*Instructions to follow:*
In the data that follows, count the lines in which the word "incurring" occurs, and report that figure alone.
[[ Exercise inputs open ]]
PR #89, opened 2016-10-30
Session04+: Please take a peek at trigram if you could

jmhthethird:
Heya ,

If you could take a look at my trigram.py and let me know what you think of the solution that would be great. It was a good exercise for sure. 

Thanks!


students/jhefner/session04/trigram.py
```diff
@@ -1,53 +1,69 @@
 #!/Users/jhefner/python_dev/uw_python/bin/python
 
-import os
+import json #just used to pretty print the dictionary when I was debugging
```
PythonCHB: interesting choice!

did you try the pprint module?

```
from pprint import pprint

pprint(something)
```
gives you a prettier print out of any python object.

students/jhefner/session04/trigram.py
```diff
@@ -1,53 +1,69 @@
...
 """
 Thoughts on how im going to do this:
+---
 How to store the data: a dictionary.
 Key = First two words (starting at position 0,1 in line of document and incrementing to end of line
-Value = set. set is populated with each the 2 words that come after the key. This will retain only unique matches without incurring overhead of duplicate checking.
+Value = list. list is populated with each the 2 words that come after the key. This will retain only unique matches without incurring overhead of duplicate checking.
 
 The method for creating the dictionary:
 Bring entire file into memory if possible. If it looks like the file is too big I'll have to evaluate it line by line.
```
[[ Exercise inputs closed ]]
*Solved problem:*
2